### REQUIREMENT
Extract, exactly as written, all lines of the material below from the line that includes "Update to webpack 5" through its last line.

### MATERIAL PROVIDED
--------------------

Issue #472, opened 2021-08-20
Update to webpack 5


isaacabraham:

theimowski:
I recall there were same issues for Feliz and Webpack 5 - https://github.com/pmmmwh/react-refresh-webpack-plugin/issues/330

--------------------

### REPLY TO THE TASK
Update to webpack 5


isaacabraham:

theimowski:
I recall there were same issues for Feliz and Webpack 5 - https://github.com/pmmmwh/react-refresh-webpack-plugin/issues/330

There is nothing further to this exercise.